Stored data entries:
________________________

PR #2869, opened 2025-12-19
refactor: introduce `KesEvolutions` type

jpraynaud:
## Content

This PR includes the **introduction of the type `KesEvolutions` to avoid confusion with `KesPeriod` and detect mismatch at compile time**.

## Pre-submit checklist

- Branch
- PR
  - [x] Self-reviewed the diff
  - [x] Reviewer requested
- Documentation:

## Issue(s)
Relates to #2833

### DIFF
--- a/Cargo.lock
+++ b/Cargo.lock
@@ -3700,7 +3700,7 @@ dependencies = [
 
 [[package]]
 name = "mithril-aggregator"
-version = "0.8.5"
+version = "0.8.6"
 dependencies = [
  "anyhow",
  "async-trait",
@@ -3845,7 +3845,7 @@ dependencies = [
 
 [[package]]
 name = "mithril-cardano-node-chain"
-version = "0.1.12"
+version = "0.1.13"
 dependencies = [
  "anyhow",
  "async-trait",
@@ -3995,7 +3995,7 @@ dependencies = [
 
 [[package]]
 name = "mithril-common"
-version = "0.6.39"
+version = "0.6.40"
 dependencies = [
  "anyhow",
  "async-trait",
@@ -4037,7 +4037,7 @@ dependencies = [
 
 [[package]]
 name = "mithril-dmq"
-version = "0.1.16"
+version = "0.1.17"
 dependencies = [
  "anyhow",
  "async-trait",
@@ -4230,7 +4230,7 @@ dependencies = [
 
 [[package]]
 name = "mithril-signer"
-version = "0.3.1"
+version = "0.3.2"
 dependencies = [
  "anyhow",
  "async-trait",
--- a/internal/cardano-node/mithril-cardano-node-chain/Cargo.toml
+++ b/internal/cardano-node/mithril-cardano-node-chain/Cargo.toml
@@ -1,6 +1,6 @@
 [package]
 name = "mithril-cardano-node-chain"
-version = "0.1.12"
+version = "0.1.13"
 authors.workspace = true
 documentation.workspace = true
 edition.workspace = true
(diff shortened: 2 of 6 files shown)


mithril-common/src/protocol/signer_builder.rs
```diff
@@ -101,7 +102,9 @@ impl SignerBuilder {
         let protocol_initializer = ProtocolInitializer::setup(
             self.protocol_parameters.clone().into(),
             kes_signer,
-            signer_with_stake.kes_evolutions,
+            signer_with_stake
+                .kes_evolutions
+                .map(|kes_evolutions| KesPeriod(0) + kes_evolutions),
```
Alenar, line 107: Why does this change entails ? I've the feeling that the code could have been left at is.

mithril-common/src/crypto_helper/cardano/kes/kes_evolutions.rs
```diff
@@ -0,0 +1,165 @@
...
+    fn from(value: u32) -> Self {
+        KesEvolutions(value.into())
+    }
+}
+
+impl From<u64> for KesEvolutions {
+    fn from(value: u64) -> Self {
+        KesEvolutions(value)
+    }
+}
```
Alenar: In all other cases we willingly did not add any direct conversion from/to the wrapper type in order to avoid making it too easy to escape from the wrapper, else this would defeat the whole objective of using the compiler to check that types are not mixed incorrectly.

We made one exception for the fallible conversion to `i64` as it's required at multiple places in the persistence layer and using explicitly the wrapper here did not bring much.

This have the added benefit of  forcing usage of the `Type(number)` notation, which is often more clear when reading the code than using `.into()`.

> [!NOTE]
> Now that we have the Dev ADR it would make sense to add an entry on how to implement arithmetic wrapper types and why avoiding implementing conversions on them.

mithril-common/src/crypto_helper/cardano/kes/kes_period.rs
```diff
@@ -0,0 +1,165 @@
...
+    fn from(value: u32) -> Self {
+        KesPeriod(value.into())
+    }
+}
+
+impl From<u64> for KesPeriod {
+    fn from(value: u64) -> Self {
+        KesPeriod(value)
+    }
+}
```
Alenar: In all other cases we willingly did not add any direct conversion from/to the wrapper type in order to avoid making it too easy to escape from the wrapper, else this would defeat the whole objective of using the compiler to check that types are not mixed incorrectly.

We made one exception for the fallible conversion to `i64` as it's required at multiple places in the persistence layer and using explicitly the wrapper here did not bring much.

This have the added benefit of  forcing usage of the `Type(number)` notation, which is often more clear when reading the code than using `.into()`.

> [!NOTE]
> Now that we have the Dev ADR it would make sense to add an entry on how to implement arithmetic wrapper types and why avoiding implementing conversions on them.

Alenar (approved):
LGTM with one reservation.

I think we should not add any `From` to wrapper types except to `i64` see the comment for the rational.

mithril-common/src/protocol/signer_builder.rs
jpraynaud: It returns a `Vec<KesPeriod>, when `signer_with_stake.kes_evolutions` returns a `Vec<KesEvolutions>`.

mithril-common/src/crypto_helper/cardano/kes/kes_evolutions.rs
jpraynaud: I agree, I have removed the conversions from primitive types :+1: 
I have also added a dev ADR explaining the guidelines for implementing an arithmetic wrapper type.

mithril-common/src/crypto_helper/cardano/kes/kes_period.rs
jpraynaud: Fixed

________________________

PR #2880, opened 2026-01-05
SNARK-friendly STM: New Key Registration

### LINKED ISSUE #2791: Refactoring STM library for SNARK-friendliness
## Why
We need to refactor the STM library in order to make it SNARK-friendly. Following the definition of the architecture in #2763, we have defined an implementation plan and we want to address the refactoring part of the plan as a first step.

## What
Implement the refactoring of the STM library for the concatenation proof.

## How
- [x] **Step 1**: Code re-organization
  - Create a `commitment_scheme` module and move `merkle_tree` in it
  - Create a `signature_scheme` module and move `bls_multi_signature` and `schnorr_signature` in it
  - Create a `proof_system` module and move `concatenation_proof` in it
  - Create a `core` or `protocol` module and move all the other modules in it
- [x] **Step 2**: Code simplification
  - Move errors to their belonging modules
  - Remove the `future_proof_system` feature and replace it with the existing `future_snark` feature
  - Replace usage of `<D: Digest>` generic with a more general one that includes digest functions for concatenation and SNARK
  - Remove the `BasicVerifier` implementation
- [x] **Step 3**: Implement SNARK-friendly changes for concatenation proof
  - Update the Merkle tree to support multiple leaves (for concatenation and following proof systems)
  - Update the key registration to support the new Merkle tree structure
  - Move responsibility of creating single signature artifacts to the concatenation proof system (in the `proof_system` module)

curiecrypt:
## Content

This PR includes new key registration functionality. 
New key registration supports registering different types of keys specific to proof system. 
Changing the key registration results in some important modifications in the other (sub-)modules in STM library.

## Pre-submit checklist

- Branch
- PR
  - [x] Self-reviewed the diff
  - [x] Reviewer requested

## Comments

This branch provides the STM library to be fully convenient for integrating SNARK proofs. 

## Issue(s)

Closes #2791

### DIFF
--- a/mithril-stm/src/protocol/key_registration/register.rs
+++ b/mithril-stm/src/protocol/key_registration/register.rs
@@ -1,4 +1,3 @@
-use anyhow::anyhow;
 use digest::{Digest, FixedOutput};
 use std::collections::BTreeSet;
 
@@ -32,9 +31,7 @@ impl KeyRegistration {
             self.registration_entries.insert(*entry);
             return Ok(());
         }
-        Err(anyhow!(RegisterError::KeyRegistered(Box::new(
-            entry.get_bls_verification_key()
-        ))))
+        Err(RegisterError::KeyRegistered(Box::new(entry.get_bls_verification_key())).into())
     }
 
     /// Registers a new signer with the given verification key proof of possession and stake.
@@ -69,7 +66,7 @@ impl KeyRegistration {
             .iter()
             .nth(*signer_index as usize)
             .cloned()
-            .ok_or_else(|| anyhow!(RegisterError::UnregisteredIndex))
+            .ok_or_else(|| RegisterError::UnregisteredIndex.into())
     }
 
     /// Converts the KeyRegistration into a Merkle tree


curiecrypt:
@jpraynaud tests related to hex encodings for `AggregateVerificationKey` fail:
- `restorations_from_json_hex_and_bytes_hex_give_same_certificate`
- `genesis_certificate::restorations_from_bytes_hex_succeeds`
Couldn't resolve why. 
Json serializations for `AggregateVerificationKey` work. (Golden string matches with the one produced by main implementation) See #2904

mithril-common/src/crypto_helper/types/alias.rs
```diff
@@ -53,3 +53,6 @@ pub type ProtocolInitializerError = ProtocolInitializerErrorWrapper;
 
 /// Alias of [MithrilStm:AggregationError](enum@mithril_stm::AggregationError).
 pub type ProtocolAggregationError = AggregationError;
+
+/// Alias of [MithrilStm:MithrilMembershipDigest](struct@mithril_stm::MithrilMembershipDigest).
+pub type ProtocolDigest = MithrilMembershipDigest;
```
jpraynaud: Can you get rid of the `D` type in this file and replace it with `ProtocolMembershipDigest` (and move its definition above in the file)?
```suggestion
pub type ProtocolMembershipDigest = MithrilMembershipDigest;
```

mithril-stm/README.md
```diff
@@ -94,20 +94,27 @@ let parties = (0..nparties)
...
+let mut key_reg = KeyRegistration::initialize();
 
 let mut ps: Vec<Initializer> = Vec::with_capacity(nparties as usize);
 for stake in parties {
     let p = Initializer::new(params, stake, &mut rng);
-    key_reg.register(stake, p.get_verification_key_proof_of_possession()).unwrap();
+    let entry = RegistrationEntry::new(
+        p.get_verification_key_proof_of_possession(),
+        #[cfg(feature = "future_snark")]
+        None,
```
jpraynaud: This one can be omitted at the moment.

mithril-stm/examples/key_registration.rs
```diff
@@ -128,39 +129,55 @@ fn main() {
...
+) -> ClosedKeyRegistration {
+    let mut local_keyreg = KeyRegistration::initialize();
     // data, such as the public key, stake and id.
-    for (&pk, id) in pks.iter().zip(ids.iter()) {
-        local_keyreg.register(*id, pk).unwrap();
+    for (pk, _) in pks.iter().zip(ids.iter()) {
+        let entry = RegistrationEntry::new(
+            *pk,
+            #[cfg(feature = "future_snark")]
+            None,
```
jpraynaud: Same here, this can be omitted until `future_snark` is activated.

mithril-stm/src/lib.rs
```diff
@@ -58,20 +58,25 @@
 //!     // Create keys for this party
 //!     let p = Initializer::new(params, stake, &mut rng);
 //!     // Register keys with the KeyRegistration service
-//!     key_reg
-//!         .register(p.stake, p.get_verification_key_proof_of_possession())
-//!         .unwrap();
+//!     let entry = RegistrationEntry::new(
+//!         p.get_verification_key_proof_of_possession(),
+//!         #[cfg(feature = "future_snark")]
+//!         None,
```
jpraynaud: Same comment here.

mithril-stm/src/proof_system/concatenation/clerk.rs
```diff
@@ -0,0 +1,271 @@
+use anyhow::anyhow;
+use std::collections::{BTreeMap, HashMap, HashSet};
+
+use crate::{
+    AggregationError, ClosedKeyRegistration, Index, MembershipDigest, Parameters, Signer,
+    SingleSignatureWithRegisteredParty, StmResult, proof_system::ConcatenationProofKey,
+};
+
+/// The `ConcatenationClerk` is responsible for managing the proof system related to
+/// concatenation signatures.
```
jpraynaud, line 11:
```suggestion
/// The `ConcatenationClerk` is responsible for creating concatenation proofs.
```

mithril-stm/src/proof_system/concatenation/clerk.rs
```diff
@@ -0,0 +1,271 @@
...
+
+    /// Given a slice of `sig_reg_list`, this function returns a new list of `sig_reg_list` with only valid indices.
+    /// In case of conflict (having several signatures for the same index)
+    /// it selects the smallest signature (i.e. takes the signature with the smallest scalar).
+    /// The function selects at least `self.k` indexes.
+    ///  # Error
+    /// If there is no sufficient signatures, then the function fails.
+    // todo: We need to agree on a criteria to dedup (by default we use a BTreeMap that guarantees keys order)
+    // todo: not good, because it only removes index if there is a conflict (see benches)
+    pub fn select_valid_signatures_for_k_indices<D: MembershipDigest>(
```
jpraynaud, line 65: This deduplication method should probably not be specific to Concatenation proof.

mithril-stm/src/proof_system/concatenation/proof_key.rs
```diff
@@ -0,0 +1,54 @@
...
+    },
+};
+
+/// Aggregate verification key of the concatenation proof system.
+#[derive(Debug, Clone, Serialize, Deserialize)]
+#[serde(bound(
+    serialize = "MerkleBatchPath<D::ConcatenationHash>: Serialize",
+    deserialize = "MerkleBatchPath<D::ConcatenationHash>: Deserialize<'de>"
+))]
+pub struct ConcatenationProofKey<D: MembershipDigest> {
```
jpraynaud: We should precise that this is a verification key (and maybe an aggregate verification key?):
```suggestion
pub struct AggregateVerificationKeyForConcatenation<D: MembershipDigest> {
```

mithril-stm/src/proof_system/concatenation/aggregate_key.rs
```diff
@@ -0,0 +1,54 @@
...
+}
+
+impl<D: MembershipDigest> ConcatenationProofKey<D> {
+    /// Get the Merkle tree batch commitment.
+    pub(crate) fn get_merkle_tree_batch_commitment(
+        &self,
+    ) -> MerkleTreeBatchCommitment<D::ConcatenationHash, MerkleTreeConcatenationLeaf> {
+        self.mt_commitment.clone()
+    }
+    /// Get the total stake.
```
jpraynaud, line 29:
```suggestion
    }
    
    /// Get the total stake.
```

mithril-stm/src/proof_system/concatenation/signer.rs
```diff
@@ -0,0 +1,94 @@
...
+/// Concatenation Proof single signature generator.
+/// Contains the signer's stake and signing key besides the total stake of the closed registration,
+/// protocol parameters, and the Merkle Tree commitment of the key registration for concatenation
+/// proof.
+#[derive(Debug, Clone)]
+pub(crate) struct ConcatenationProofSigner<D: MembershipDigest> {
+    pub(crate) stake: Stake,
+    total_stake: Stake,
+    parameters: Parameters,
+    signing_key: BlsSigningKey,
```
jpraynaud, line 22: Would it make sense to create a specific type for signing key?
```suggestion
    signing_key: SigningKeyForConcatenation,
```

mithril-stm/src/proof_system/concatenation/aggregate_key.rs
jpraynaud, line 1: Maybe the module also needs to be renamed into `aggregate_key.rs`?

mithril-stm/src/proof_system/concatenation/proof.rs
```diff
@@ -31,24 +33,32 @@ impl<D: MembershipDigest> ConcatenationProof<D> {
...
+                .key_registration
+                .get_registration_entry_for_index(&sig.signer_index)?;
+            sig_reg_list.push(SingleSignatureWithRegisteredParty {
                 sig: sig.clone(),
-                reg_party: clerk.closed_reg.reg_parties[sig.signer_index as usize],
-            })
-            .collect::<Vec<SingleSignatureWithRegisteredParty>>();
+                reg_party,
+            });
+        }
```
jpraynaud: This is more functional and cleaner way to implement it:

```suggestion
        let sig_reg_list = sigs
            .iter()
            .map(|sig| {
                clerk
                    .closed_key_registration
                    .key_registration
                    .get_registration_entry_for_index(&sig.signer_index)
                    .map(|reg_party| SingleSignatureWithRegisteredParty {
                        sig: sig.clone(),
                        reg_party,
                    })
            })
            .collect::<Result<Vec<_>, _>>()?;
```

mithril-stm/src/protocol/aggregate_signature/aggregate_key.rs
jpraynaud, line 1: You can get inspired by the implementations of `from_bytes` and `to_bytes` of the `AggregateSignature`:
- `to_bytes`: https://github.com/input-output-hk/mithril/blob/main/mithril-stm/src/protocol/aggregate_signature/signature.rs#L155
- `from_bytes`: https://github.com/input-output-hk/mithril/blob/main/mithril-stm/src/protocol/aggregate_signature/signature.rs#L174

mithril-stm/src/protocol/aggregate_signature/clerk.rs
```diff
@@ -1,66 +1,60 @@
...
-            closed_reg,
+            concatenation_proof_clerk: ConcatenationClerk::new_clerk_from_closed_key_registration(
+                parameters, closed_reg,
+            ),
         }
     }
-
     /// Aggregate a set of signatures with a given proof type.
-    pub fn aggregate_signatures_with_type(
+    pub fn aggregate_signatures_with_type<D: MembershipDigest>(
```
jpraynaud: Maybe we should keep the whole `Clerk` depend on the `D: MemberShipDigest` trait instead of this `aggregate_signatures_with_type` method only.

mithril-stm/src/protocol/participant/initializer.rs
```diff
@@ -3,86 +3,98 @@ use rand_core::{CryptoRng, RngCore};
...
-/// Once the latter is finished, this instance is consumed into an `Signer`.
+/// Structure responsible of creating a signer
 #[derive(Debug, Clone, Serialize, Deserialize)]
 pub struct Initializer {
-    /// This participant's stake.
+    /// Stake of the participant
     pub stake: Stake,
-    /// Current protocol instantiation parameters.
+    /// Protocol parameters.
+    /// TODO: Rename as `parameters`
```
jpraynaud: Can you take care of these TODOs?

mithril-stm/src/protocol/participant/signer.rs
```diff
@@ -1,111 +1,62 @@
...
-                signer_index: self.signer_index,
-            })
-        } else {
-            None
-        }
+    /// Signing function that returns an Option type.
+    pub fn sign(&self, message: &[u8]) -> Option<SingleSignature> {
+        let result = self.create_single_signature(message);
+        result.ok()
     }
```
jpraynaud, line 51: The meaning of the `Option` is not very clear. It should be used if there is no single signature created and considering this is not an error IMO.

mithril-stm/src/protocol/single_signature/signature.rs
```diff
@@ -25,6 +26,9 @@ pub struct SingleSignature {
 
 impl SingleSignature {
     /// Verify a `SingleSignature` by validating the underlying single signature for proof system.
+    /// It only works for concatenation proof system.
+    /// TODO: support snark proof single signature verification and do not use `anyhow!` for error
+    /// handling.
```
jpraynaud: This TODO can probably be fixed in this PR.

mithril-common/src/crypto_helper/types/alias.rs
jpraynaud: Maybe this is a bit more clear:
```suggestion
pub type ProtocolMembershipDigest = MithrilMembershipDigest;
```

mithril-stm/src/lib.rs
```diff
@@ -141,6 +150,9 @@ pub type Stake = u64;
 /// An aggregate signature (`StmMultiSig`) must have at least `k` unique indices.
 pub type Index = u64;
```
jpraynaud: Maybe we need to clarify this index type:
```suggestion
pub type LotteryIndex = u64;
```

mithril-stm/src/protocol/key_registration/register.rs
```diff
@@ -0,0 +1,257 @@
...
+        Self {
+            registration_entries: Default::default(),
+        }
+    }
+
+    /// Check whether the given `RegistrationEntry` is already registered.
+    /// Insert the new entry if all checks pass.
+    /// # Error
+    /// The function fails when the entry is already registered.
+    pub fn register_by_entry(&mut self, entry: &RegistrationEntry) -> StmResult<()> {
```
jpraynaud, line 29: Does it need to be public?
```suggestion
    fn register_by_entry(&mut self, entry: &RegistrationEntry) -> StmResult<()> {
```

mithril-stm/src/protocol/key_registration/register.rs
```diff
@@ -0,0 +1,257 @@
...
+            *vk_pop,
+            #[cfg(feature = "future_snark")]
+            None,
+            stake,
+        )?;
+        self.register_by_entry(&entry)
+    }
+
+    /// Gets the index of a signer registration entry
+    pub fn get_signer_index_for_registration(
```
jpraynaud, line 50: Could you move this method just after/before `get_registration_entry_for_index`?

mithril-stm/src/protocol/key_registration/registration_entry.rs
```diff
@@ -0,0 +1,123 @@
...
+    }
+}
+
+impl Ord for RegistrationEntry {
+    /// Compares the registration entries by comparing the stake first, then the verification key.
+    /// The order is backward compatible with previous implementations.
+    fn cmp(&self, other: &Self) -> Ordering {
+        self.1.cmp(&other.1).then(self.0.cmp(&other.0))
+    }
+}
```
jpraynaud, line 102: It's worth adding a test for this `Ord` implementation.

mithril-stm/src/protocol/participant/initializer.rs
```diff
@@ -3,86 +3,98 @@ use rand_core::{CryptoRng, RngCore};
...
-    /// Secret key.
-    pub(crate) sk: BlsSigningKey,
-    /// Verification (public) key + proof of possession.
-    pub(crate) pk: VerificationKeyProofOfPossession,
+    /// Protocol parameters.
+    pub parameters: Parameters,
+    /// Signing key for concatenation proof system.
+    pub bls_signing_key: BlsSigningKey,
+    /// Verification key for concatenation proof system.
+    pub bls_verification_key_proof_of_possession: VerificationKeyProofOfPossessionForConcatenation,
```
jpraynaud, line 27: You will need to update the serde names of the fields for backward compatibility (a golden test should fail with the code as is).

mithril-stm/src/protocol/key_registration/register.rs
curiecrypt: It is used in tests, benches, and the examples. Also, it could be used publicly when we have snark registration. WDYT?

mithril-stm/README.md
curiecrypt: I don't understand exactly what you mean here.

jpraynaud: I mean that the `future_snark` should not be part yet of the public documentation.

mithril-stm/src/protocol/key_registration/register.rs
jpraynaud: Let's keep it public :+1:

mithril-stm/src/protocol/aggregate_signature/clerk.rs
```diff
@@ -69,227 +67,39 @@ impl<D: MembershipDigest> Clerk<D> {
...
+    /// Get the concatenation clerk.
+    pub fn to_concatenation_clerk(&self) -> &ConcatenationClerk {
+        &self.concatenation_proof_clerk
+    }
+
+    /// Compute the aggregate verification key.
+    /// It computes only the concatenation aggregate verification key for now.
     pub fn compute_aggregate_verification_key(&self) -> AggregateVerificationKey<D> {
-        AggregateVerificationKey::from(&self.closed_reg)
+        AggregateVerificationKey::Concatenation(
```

________________________

--- EXERCISE BRIEF ---
Whenever a line of the entries contains the string "unwrap", copy that line.

--- SOLUTION TO THIS PROBLEM ---
-    key_reg.register(stake, p.get_verification_key_proof_of_possession()).unwrap();
-        local_keyreg.register(*id, pk).unwrap();
-//!         .unwrap();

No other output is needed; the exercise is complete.